(Stored items)
PR #2760, opened 2025-04-09
feat: allow easier configuration of matcher

metacosm:

### DIFF
--- a/operator-framework-core/src/main/java/io/javaoperatorsdk/operator/processing/dependent/kubernetes/KubernetesDependentResource.java
+++ b/operator-framework-core/src/main/java/io/javaoperatorsdk/operator/processing/dependent/kubernetes/KubernetesDependentResource.java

About this task: Write only the number of lines in the data where the string "processing" can be found.

Task result: 2